Work request
Using the records below, copy every line that holds the string "works".

Records from a dataset:
---------------

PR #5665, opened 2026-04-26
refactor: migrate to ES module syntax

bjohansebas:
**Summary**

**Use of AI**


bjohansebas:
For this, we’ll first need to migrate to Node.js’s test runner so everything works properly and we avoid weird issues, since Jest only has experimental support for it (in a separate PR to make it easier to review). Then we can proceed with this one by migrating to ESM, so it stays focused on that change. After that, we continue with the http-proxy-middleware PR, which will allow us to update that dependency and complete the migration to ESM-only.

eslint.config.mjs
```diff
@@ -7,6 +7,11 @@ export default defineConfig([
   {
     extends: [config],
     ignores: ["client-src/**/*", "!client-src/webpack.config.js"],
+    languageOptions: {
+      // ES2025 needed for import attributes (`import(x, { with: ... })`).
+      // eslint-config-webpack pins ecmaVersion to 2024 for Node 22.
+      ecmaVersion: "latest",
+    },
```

---------------

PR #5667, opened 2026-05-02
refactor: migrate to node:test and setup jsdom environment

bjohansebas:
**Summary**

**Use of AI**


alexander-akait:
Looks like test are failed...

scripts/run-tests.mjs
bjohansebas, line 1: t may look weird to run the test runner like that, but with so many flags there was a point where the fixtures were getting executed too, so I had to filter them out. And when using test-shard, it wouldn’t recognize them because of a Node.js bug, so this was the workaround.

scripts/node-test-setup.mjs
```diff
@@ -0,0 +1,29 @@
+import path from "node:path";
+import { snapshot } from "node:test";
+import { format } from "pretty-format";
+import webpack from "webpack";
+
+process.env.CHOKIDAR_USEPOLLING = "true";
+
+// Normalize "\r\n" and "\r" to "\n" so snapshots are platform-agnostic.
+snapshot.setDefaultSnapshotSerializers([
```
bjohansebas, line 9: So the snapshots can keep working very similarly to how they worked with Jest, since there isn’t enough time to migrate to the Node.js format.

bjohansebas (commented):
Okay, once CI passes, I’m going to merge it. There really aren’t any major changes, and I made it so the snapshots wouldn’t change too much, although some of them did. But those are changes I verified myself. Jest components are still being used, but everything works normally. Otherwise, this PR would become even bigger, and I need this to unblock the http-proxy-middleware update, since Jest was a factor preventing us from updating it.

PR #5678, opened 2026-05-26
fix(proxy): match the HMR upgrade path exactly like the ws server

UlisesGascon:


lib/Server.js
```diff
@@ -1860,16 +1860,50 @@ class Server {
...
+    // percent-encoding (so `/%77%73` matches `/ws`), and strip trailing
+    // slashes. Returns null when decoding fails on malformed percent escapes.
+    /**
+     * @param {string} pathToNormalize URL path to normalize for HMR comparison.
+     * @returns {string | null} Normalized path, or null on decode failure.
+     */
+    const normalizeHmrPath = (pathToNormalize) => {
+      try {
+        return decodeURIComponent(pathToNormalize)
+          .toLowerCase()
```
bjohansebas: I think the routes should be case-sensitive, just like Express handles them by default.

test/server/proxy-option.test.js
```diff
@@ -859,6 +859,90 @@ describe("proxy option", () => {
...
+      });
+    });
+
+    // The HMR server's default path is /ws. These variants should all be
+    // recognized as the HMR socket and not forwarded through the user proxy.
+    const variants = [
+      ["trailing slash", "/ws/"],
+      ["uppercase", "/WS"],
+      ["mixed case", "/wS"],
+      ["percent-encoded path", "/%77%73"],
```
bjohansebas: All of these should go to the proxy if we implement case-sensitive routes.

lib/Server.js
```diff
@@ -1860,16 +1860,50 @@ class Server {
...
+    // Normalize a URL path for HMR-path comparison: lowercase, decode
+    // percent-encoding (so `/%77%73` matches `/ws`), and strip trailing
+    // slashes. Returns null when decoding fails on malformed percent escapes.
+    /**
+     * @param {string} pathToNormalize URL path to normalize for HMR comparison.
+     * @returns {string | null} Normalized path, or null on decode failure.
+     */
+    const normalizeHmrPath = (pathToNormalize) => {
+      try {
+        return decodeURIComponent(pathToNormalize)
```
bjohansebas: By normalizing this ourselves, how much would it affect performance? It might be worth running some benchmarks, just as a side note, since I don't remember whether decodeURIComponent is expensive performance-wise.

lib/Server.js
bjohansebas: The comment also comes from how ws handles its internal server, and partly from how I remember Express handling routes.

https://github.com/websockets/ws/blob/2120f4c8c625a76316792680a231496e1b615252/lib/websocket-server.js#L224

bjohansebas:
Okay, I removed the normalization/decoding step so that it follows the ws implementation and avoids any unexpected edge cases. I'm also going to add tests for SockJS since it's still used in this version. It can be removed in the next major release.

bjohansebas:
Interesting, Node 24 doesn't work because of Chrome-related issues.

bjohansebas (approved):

---------------

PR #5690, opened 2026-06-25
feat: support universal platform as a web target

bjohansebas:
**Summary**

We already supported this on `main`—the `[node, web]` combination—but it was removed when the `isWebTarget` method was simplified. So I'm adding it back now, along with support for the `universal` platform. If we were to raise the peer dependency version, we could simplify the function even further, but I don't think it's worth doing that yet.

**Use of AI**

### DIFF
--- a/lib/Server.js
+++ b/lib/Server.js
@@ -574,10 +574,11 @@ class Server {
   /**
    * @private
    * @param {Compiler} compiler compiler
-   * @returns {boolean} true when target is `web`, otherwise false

---------------

Response area
For this, we’ll first need to migrate to Node.js’s test runner so everything works properly and we avoid weird issues, since Jest only has experimental support for it (in a separate PR to make it easier to review). Then we can proceed with this one by migrating to ESM, so it stays focused on that change. After that, we continue with the http-proxy-middleware PR, which will allow us to update that dependency and complete the migration to ESM-only.
Okay, once CI passes, I’m going to merge it. There really aren’t any major changes, and I made it so the snapshots wouldn’t change too much, although some of them did. But those are changes I verified myself. Jest components are still being used, but everything works normally. Otherwise, this PR would become even bigger, and I need this to unblock the http-proxy-middleware update, since Jest was a factor preventing us from updating it.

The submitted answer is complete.